> _AIM OF THE TASK_
This exercise calls for copying every line below that holds the word "kraxel".

> _Dataset entries_
*-*-*

PR #1034, opened 2026-04-07
libtcgtpm: remove nested archive libtcgtpm.a

kraxel:
The rust linker can not handle nested archives, i.e. archives containing
other archives instead of object files only.  The libtcgtpm.a archive is
such a nested archive, lets remove it.

This is one step toward being able to use the rust linker to build svsm.

### DIFF
--- a/libtcgtpm/Makefile
+++ b/libtcgtpm/Makefile
@@ -56,8 +56,6 @@ LIBBNMATH = $(TCGTPM_BUILD_DIR)/cryptolib_Ossl/lib$(LIBBNMATH_TARGET).a
 OPENSSL_MAKEFILE = $(OPENSSL_BUILD_DIR)/Makefile
 TCGTPM_MAKEFILE = $(TCGTPM_BUILD_DIR)/Makefile
 
-LIBS = $(LIBCRT) $(LIBCRYPTO) $(LIBBNMATH) $(LIBTPMBIGNUM) $(LIBTPM) $(LIBPLATFORM)
-
 ifeq ($(USE_LIBCRT),1)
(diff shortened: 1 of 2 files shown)


osteffenrh (approved):

stefano-garzarella:
cool, thanks for this. I'm curious if this could also be related to what we were seeing in #998 (CC @00xc )

libtcgtpm/Makefile
stefano-garzarella: I think we can remove this line now.

stefano-garzarella: Ditto, and maybe even the `tcgtpm` in .PHONY.

Or we should leave `$(OUT_DIR)/libtcgtpm.a` for some other user case (not sure really).

stefano-garzarella (commented):
LGTM, just some minor cleanup.

Just one question, what about squashing all of them in a single commit?
I don't see a real gain of having these changes separated, but maybe I'm missing something.

stefano-garzarella:
Just a note, I think there is a little conflict with #998, so maybe this PR needs to be rebased after merging it, but should be an easy conflict to resolve.

kraxel:
> Just one question, what about squashing all of them in a single commit? I don't see a real gain of having these changes separated, but maybe I'm missing something.

I've moved them out one by one and committed each working version separately, mostly out of the habit to prefer many small commits.  I can squash them all together, there is no technical reason to keep them separate.

stefano-garzarella:
@kraxel I just merged #998, can you rebase and fix the conflict?

stefano-garzarella (dismissed):

joergroedel (approved):
Testing succeeded.

stefano-garzarella (approved):

Issue #827, opened 2025-09-29
Archive EDK2 fork


stefano-garzarella:
_Originally posted by @kraxel in https://github.com/coconut-svsm/svsm/issues/824#issuecomment-3347369063_

> My PR was just merged into master.
> 
> I'm wondering whenever the coconut edk2 fork should be archived to avoid confusion?
> I think there is little reason to /not/ work against upstream tianocore repo, or do we have important svsm changes which are not merged upstream?
> @stefano-garzarella

stefano-garzarella:
@kraxel I'm moving the discussion here:

> My PR was just merged into master.

Great!

> 
> I'm wondering whenever the coconut edk2 fork should be archived to avoid confusion? I think there is little reason to /not/ work against upstream tianocore repo, or do we have important svsm changes which are not merged upstream? @stefano-garzarella

I think so. @osteffenrh do you remember if we have anything else?

I'll bring this to the TSC meeting tomorrow and if no one will complain, I'll update our documentation (to point to upstream commit) and archive our fork like we did for https://github.com/coconut-svsm/ms-tpm-20-ref.

Not sure if we want to keep it for future development (e.g. `reboot` work, but in that case maybe it's just Linux to be modified). In that case we should just rebase `svsm` on current upstream master.

luigix25:
FYI @RARelph patches are being reviewed in upstream edk2 (https://github.com/tianocore/edk2/pull/11536)

[OvmfPkg/X64: add opt/org.tianocore/UninstallMemAttrProtocol support](https://github.com/tianocore/edk2/commit/2abf30d65811118f5a17f292aeb5b6e12c29a808) is not really needed to boot a CVM.

So the only extra commit we have is [OvmfPkg/AmdSevDxe: Shim Reboot workaround](https://github.com/tianocore/edk2/commit/f9a36abb6f69852944c04e210127bddd778ad6f2), not really sure about this, though.

stefano-garzarella:
@kraxel IIRC we don't need our fork anymore, do you think we can archive it?

kraxel:
I think that should be ok now with the grub issues fixed since a year so there isn't any non-upstream patch we need left.

stefano-garzarella:
@kraxel thanks for checking, I archived it!

PR #1035, opened 2026-04-07
docs/INSTALL: update guest image requirement

### LINKED ISSUE #712: vtpm: update guest image requirements
The SVSM TPM driver is now merged upstream in the Linus' tree.
It will be part of `Linux v6.16-rc1`, so we should update our documentation and also https://github.com/coconut-svsm/linux

- [ ] Update https://github.com/coconut-svsm/svsm/blob/main/Documentation/docs/installation/INSTALL.md#preparing-the-guest-image
  - [ ] Upstream kernel should now contain all we need for the guest (from `Linux v6.16-rc1`)
  - [ ] `CONFIG_TCG_SVSM` is the new config option
- [ ] Backport the driver in https://github.com/coconut-svsm/linux or rebase it to `Linux v6.16`

stefano-garzarella:
The SVSM TPM driver has been merged upstream and released with Linux v6.16. Update the guest image documentation to reflect that a custom kernel is no longer needed and reference the new CONFIG_TCG_SVSM option.

Closes: #712

### DIFF
--- a/Documentation/docs/installation/INSTALL.md
+++ b/Documentation/docs/installation/INSTALL.md
@@ -5,7 +5,6 @@ Installation of the COCONUT-SVSM requires some components that are not
 upstream in their respective repositories yet:
 
 * Linux host kernel with SVSM support
-* Linux guest kernel with SVSM support
 * EDK2 with SVSM support
 * A modified QEMU which supports launching guests configured using IGVM
 * The SVSM source-code repository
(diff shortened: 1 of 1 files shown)


osteffenrh (approved):

Documentation/docs/installation/INSTALL.md
```diff
@@ -5,7 +5,6 @@ Installation of the COCONUT-SVSM requires some components that are not
 upstream in their respective repositories yet:
 
 * Linux host kernel with SVSM support
-* Linux guest kernel with SVSM support
 * EDK2 with SVSM support
```
luigix25, line 8: while we are here, I think this can be dropped as well. We can use vanilla edk2, all of our downstream patches have been merged

stefano-garzarella: okay, but it isn't a guest image requirement, it's host requirement so better in another PR.
Should we also remove the entire `Building the guest firmware` section or move it in some other file in Documentation/docs/developer/?

luigix25: good point, i guess every distribution ships an ovmf firmware binary. I _think_ we can drop it, but not a strong opinion.

stefano-garzarella: From https://github.com/coconut-svsm/svsm/issues/827 it seems we still want to keep the fork around, so IMO we should also keep the instructions around (at least for developers).
So I agree we can remove instructions, etc. from INSTALL.md, but IMO we should keep it somewhere else till we will decide to archive our edk2 fork.

joergroedel (approved):

PR #1002, opened 2026-03-15
attest: add attestation testing with kbs-test integration

nihalxkumar:
<details>
<summary>This PR adds tests for both attestation surfaces.</summary>

SVSM exposes two distinct attestation surfaces: the pre-boot attestation feature (the attest Rust feature flag), which runs before the guest OS starts and uses a KBS to retrieve secrets, and the in-guest attestation
protocol, through which a VMPL0 guest can request a hardware attestation
report via SVSM.

</details>

For the in-guest attestation protocol the wire format of AttestServicesOp and AttestSingleServiceOp is fixed by the SVSM spec (Tables 11 and 13 of "Secure VM Service Module for SEV-SNP Guests, Rev 1.00"). A silent field reorder or padding change would break the binary interface with the guest, so the layout is now enforced with compile-time `const` assertions, following the pattern established in `greq/msg.rs`. Runtime tests cover reserved-field rejection, certificate region boundary enforcement, GUID table serialization, and that unknown request codes return `UNSUPPORTED_PROTOCOL`.

For pre-boot attestation, the `hash()` function feeds `NegotiationParams` into SHA-512 in the order dictated by the
server's `NegotiationResponse`. Because the server controls which params contribute and in what sequence, ordering sensitivity is a security property.
 Tests verify that `Challenge → EcPublicKeyBytes` and `EcPublicKeyBytes → Challenge` produce the expected individual digests and that swapping the order produces a distinct output.

The third commit adds a test script that exercises the pre-boot KBS flow end-to-end: it starts `kbs-test` and
`aproxy`, launches the SVSM test image built with the attest feature, and checks that "attestation successful" appears in the output. This requires a real SNP-capable machine and is not wired into the standard QEMU CI
workflow for that reason.

Related: https://github.com/coconut-svsm/svsm/issues/773

PR #1036, opened 2026-04-07
github/workflows: drop explicit checkout ref in PR workflows

stefano-garzarella:
The SPDX and SignedOff workflows override the checkout ref to `github.event.pull_request.head.sha`. This breaks PRs whose branches were created before the scripts used by the pipelines were added to main. For example the CI of PR #1002 is failing to execute the SPDX pipeline [1] with the following:

    scripts/check-spdx.sh: No such file or directory
    Process completed with exit code 127.

For `pull_request` events, GitHub runs workflows from a merge commit of the PR head into the target branch [2]:

    "GITHUB_SHA for this event is the last merge commit on the
     pull request merge branch."

So the workflow file from main is picked up and executed, but the checkout then switches to the PR head, where the scripts do not exist.

Drop the `ref:` override to let actions/checkout use its default, which checks out the merge commit. Both the scripts (from main) and the PR changes are available there. The SPDX script reads files from the working tree and the SignedOff script only inspects git objects, so both work correctly with the merge commit.

[1] https://github.com/coconut-svsm/svsm/actions/runs/23894438075/job/69675546900
[2] https://docs.github.com/en/actions/writing-workflows/choosing-when-your-workflow-runs/events-that-trigger-workflows#pull_request

### DIFF
--- a/.github/workflows/pr-compliance.yml
+++ b/.github/workflows/pr-compliance.yml
@@ -18,7 +18,6 @@ jobs:
       - name: Checkout
         uses: actions/checkout@de0fac2e4500dabe0009e67214ff5f5447ce83dd # v6.0.2
         with:
-          ref: ${{ github.event.pull_request.head.sha }}
           fetch-depth: 0
 
       - name: Fetch base branch


00xc (approved):
Can't really remember if there was a good reason to add this in the first place, so LGTM

luigix25 (approved):

joergroedel (approved):

PR #269, opened 2018-11-01
ENH: use base conda env + conda install numpy and scipy

kaczmarj:
This PR proposes using the very latest version of neurodocker, which allows the use of miniconda's base environment. This PR also installs scipy and numpy from conda to take advantage of openblas.


utils/gen-docker-image.sh
```diff
@@ -4,11 +4,13 @@ set -eu
...
-docker run --rm kaczmarj/neurodocker:0.4.1 generate docker -b neurodebian:stretch -p apt \
+image="kaczmarj/neurodocker:master@sha256:9f7d58f6977cfcd4dd5d1a2e70be4124417206b716d51b7d9a182820157f1bd3"
+
+docker run --rm $image generate docker -b neurodebian:stretch -p apt \
     --dcm2niix version=v1.0.20180622 method=source \
     --install git gcc pigz liblzma-dev libc-dev git-annex-standalone \
     --copy . /src/heudiconv \
-    --miniconda create_env=neuro conda_install="python=3.6 traits>=4.6.0" activate=True \
+    --miniconda use_env=base conda_install="python=3.6 traits>=4.6.0 scipy numpy nomkl" \
       pip_install="/src/heudiconv[all]" \
```
mgxd: could you also make this an editable install so we don't have two copies of the same source code?

mgxd:
thanks @kaczmarj

PR #271, opened 2018-11-08
enh: fallback to private siemens header

### LINKED ISSUE #80: Siemens Csa headers

mgxd:
Closes #80 
Builds off #254 with thanks to @kasbohm

## Additions
* [x] Allow parsing of private CSA header (Siemens)
* [x] Use fallback private CSA field for ProtocolName if not specified

## To consider
* Removing `heudiconv.external.dcmstack` now that [properly handled](https://github.com/moloney/dcmstack/commit/c2ef2f18e85c0463f9bc36e2c9efaaf9a54a6fda)

## To do
* [x] Testing? (data available?)


neurolabusc:
@yarikoptic - I do not have any raw DICOMs like this, but you can create your own with the command `dcmodify -ea "(0018,1030)" *.dcm`. Here is [an example DICOM](https://www.dropbox.com/s/dxi6qci4c2tt1i2/no_protocol_name.zip?dl=0) created by using dcmodify on an image from the [dcm_qa](https://github.com/neurolabusc/dcm_qa) repository.

yarikoptic:
Thank you @neurolabusc for the hint. As much as I like fake/simulated etc data for quick testing, I love real data to possibly "enjoy" the breath of diversion from a common practice/standard whenever a single case is detected ;)

kasbohm:
Thanks, @mgxd  and @yarikoptic for moving the issue forward, much appreciated. We have a few thousand datasets that look like this acquired at different Siemens scanners (Avanto/Skyra/Prisma), and I believe also at least one of the sites we run a multi-site study with has the same issue. Kind of surprised you had not seen it previously. If needed I can try to dig up a dataset for testing, let me know.

mgxd:
thanks for the recommendation @neurolabusc - handy command! and @kasbohm, I've tested with one subject missing `ProtocolName` and conversion looked good - maybe @yarikoptic would take you up on your offer and add to datalad? I'm going to merge this in now

PR #272, opened 2018-11-12
RF: move tests under heudiconv/ module

### LINKED ISSUE #171: move tests inside the heudiconv module
possibly also spreading them around where applicable under sub-modules (e.g. test_heuristics.py could go under heudiconv/heuristics/tests) to facilitate testing of individual components of the system where applicable

yarikoptic:
- to ease maintenance/distribution
- to facilitate testing of installed instances

Closes #171


yarikoptic:
Let it be then!

PR #273, opened 2018-11-12
BF: requires nipype at least 0.12 where Dcm2niix interface was added

yarikoptic:
Some older neurodebian systems still have prior releases of nipype


yarikoptic:
Just a fact, so will merge for now

PR #283, opened 2018-12-04
added decoding of bytes literal strings returned by subprocess during anonymization

### LINKED ISSUE #246: Usage of -o and -a flags is a bit confusing
I'd like to convert dicoms into a BIDS hierarchy, but anonymize the subjectIDs along the way.

When I do this, I provide parameters like this:
-o ./data/BIDS -a ./data/anonBIDS

The result is that all of the anonymized data goes into the anonBIDS directory, but that directory is missing all of the .heudiconv files, while the BIDS directory contains nothing *but* the .heudiconv files. 

Is this expected behavior? It seems not ideal. I think ideally I'd still retain the .heudiconv conversion info, but just with anonymized subject IDs.

### LINKED ISSUE #281: anon-cmd interprets function returns as bytes literal strings
When I call a python script using `anon-cmd`, the new subject id that the python script returns gets interpreted as a bytes literal string by heudivonv so the files end up reading like `sub-b'test001'_task-rest_bold.nii.gz` and `task-rest_bold.json`and `sub-b_scans.tsv`. Does it make sense to change line 108 in `utils.py` to be `return check_output(cmd).strip().decode()` or should I be passing the strings from python to the shell environment differently?

Thanks!

daeh:
Three changes related to the anonymization.
1 - If `subprocess.check_output` returns a bytes literal string it is decoded to utf-8. Fixes #281 
2 - Many anonymization use cases are likely to involve parsing tabular files with a python script, for which pandas is a common strategy. Including the pandas package in the docker file of the vanilla build saves people from needing to roll their own.
3 - The subject info in the .heudiconv directory is now anonymized if an anon_sid is present. Fixes #246


Dockerfile
```diff
@@ -94,6 +94,7 @@ RUN export PATH="/opt/miniconda-latest/bin:$PATH" \
            'traits>=4.6.0' \
            'scipy' \
            'numpy' \
+           'pandas' \
```
yarikoptic: I am a bit uncertain about this one.  Although indeed pandas is a popular robust way to parse .csv, it is quite a heavy dependency.  Would be useful to know how much (relatively) does it blow up the size of the image?

heudiconv/utils.py
```diff
@@ -105,7 +105,14 @@ def dec(obj):
 def anonymize_sid(sid, anon_sid_cmd):
     from subprocess import check_output
     cmd = [anon_sid_cmd, sid]
-    return check_output(cmd).strip()
+    shell_out = check_output(cmd).strip()
+    if isinstance(shell_out, bytes):
+        anon_sid = shell_out.decode()
+    elif isinstance(shell_out, str):
+        anon_sid = shell_out
```
yarikoptic: we still support python2, there `bytes is str` and barely anywhere code has `unicode` in mind for python2.  I wonder if then we would start encountering unicode where we don't expect.
It would probable be worth adding a test for using this functionality, which we do not have seems to me at all.
Would you mind for now just to extend `heudiconv/tests/test_regression.py::test_conversion` with the additional option for heudiconv invocation providing some basic anonimization command?  it would help to make sure that this code works across pythons.
If brave enough, in subsequent commit try to make that function return some proper utf-8 encoded sid, and see if things still work ;)

daeh: Added a pytest with the `--anon-cmd` flag and a variable passed from bash. Also fixed `anonymize_sid()` so that it works with both py2 and 3 (tested with 2.7.15 and 3.6.6).

Dockerfile
daeh: It's 1.599GB without pandas and 1.791GB with pandas. To me that's definitely worth the convenience but totally your call.

mgxd: @daeh could you add it to [`utils/gen-docker-image.sh`](https://github.com/nipy/heudiconv/blob/master/utils/gen-docker-image.sh) as well? We use that script to generate this Dockerfile

heudiconv/utils.py
```diff
@@ -103,9 +103,22 @@ def dec(obj):
 
 
 def anonymize_sid(sid, anon_sid_cmd):
+    import sys
     from subprocess import check_output
+    
     cmd = [anon_sid_cmd, sid]
-    return check_output(cmd).strip()
+    shell_return = check_output(cmd)
```
mgxd: How about condensing this into:
```suggestion
   kwargs = {'encoding': 'utf-8'} if sys.version_info[0] >= 3 else {}
   return check_output(cmd, **kwargs).strip()
```

daeh: definitely better ++

mgxd: looks like `encoding` wasn't added to `check_output` til 3.6 😓 - for the sake of backwards compatibility let's go with your original approach (decoding after subprocess call)

Dockerfile
daeh: ++ thanks, missed that

yarikoptic:
Thanks!

heudiconv/tests/test_regression.py
```diff
@@ -19,16 +19,17 @@
...
+def test_conversion(tmpdir, subject, heuristic, anon_cmd):
     tmpdir.chdir()
     try:
         datadir = fetch_data(tmpdir.strpath, subject)
     except IncompleteResultsError as exc:
         pytest.skip("Failed to fetch test data: %s" % str(exc))
     outdir = tmpdir.mkdir('out').strpath
 
-    args = gen_heudiconv_args(datadir, outdir, subject, heuristic)
+    args = gen_heudiconv_args(datadir, outdir, subject, heuristic, anon_cmd)
```
yarikoptic, line 32: in the light of #509 I now wonder if it all worked out correctly in this PR, since if I get it right - with the anonymization command we should have no longer got file names formatted (below) according to `subject` but rather to anonymized version of it

PR #290, opened 2018-12-21
Initial appveyor setup config

yarikoptic:
Some users tries to use heudiconv on windows, which is not entirely impossible. But we do not know how not ready we are.


yarikoptic:
brute force attempt failed, not time/interest to work on it. If someone would like to pick up -- go ahead!

Issue #286, opened 2018-12-05
concurrent datalad operations?


mgxd:
When concurrently converting across multiple participants while using `--datalad`, heudiconv terminates before completion due to git `index.lock` files and the dataset is not put under version control.

Perhaps [OpenNeuroOrg/datalad-service](https://github.com/OpenNeuroOrg/datalad-service) can be some inspiration

yarikoptic:
Yeap, a known limitation of the git and even you greater degree of datalad. No easy way around unfortunately ATM.
OpenNeuro datalad backend unlikely to have this issue since unlikely had multiple datalad invocations dinner on parallel in the same dataset, and they don't manage a hierarchy of the datasets.
They only workaround is to not use --datalad mode ATM and perform datalad add later for the entire result. This would though cause some files lacking their metadata tags

satra:
one possibility may be to stage the info into separate uuid branches and then merge it later in one go after conversion.

PR #304, opened 2019-02-05
FIX: SLURM queue support

### LINKED ISSUE #302: Issues w/ slurm
Greetings, 

heudiconv version 0.5.3. 

I am trying to run a basic heudiconv on one subject for testing w/ slurm (running on two nodes, partition name = heudiconv) to create my heuristic. 

1) Command as follows: 

heudiconv -d /srv/lab/fmri/mft/dicom4bids/data/{subject}*/* -f /srv/lab/fmri/mft/dicom4bids/data/convertall.py -s sub01 -q heudiconv -o /srv/lab/fmri/mft/dicom4bids/data/output/

This yields: 
INFO: Running heudiconv version 0.5.3
INFO: Need to process 1 study sessions
  File "/usr/local/anaconda3/envs/fmri/bin/heudiconv", line 11, in <module>
    sys.exit(main())
  File "/usr/local/anaconda3/envs/fmri/lib/python3.5/site-packages/heudiconv/cli/run.py", line 125, in main
    process_args(args)
  File "/usr/local/anaconda3/envs/fmri/lib/python3.5/site-packages/heudiconv/cli/run.py", line 296, in process_args
    study_outdir,
UnboundLocalError: local variable 'study_outdir' referenced before assignment

2) Now, adding "-l unknown" to the above command executes, but does not create a .heudiconv folder: 
INFO: Running heudiconv version 0.5.3
INFO: Need to process 1 study sessions
WARNING: Skipping unknown locator dataset

3) Curiously, removing the -q flag and the -l flag executes the command properly and creates .heudiconv under /output:
INFO: Running heudiconv version 0.5.3
INFO: Need to process 1 study sessions
INFO: PROCESSING STARTS: {'session': None, 'outdir': '/srv/lab/fmri/mft/dicom4bids/data/output/', 'subject': 'sub01'}
INFO: Processing 4976 dicoms
INFO: Analyzing 4976 dicoms
INFO: Generated sequence info with 10 entries
INFO: PROCESSING DONE: {'session': None, 'outdir': '/srv/lab/fmri/mft/dicom4bids/data/output/', 'subject': 'sub01'}

4) Anyone else experienced these issues? How come that adding -q breaks the locator inference? I still believe that a working scheduler integration for heudiconv will be extremely valuable w/ increasing data sets and I am happy to contribute. Perhaps a starting point would be to clarify what the -l flag actually requires. In the help menu for -l, it says: study path under outdir. If provided, it overloads the value provided by the heuristic. If --datalad is enabled, every directory within locator becomes a super-dataset thus establishing a hierarchy. Setting to "unknown" will skip that dataset. 

Thanks in advance!

mgxd:
Closes #302.

Since this was forgotten/neglected after #87, re-enables support for SLURM submission.

`queue_conversion` was refactored to read command line arguments, and pass them to the SLURM call script. This will help with less maintenance as options are changed or added, with the trade-off of requiring a command-line submission.

`--sbargs` was renamed to `--queue-args` to allow for additional queue support down the line.

### DIFF
--- a/heudiconv/cli/run.py
+++ b/heudiconv/cli/run.py
@@ -1,3 +1,5 @@
+#!/usr/bin/env python
+
 import os
 import os.path as op
 from argparse import ArgumentParser
@@ -215,12 +217,11 @@ def get_parser():
     parser.add_argument('--dcmconfig', default=None,
                         help='JSON file for additional dcm2niix configuration')
     submission = parser.add_argument_group('Conversion submission options')
-    submission.add_argument('-q', '--queue', default=None,
-                            help='select batch system to submit jobs to instead'
-                                 ' of running the conversion serially')
-    submission.add_argument('--sbargs', dest='sbatch_args', default=None,
-                            help='Additional sbatch arguments if running with '
-                                 'queue arg')
+    submission.add_argument('-q', '--queue', choices=("SLURM", None),
+                            default=None,
+                            help='batch system to submit jobs in parallel')
+    submission.add_argument('--queue-args', dest='queue_args', default=None,
+                            help='Additional queue arguments')
     return parser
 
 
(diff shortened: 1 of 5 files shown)


satra:
does this submit each participant as a separate job? and if so, does it handle datalad integration?

i do think the simplest option is to create separate branches for each heudiconv conversion in parallel and then merging the branches together as part of the parent process. or using a lockfile (see the lockfile in pydra task as an example). the call to datalad should only happen under a lock.

mgxd:
yes, it will submit each participant-session pair as a separate job. it will allow `--datalad` args to be passed, but will probably run into the same issue as in #286 - I didn't want to take that on yet.

I think both of those options you stated are promising, though i'm leaning slightly to the lock file one.

mgxd:
since this wasn't working to begin with, let's merge it in

PR #306, opened 2019-02-06
fix: embedding issue

mgxd:
Closes #291.

Fixes an issue where dcmstack output was not indexed properly (due to the change in https://github.com/moloney/dcmstack/commit/3815ea225e641af7c6c3a4c454b7dcd1bd2ede66). This "silent" error was avoided when using the `--minmeta` flag.

### Changes
* `stack` is set as the first iterated item of dcmstack's `parse_and_stack()`
* Parameter `force` of `embed_nifti()` was removed and automatically applied within.
* Test for various uses of `embed_nifti()`

PR #308, opened 2019-02-13
RF: embed_nifti to extract_more_metadata_for_nifti

yarikoptic:
That functionality was not used as far as I see it. More detail in the CHANGELOG change

Was reviewing #306 (better later than never) and just couldn't make it why we still have that additional "make nifti from dicoms" functionality if not actually used, or was I wrong?  Since nothing is embedded, I renamed that function, and ideally need to rename `embed_metadata_from_dicoms`.
So I wondered, what prov info we are collecting in there while running that function? may be `embed_metadata_from_dicoms` should just be melded with `extract_more_metadata_for_nifti`? @satra ?

### DIFF
--- a/heudiconv/dicoms.py
+++ b/heudiconv/dicoms.py
@@ -353,33 +353,34 @@ def compress_dicoms(dicom_list, out_prefix, tempdirs, overwrite):
     return outtar
 
 
-def embed_nifti(dcmfiles, niftifile, infofile, bids_info, min_meta):
+def extract_more_metadata_for_nifti(dcmfiles, niftifile, infofile, bids_info=None, min_meta=False):
     """
 
-    If `niftifile` doesn't exist, it gets created out of the `dcmfiles` stack,
-    and json representation of its meta_ext is returned (bug since should return
-    both niftifile and infofile?)
-
-    if `niftifile` exists, its affine's orientation information is used while
-    establishing new `NiftiImage` out of dicom stack and together with `bids_info`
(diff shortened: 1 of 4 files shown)


heudiconv/dicoms.py
```diff
@@ -460,7 +456,7 @@ def embed_metadata_from_dicoms(bids, item_dicoms, outname, outname_bids,
     embedfunc = Node(Function(input_names=['dcmfiles', 'niftifile', 'infofile',
                                            'bids_info', 'min_meta'],
                               output_names=['outfile', 'meta'],
```
mgxd:
```suggestion
                              output_names=['meta'],
```

heudiconv/dicoms.py
```diff
@@ -392,20 +393,15 @@ def embed_nifti(dcmfiles, niftifile, infofile, bids_info, min_meta):
...
         new_nii = stack.to_nifti(voxel_order=''.join(axcodes), embed_meta=True)
-        meta = ds.NiftiWrapper(new_nii).meta_ext.to_json()
-
-    meta_info = None if min_meta else json.loads(meta)
+        meta_file = ds.NiftiWrapper(new_nii).meta_ext.to_json()
+        meta_info = json.loads(meta_file)
+    else:
+        meta_info = {}
 
     if bids_info:
```
mgxd: We should also clean up this check:
- L408 - 412 should be removed
- L414 as well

*-*-*

> _RESULT FOR THIS EXERCISE_
kraxel:
kraxel:
@kraxel I just merged #998, can you rebase and fix the conflict?
_Originally posted by @kraxel in https://github.com/coconut-svsm/svsm/issues/824#issuecomment-3347369063_
@kraxel I'm moving the discussion here:
@kraxel IIRC we don't need our fork anymore, do you think we can archive it?
kraxel:
@kraxel thanks for checking, I archived it!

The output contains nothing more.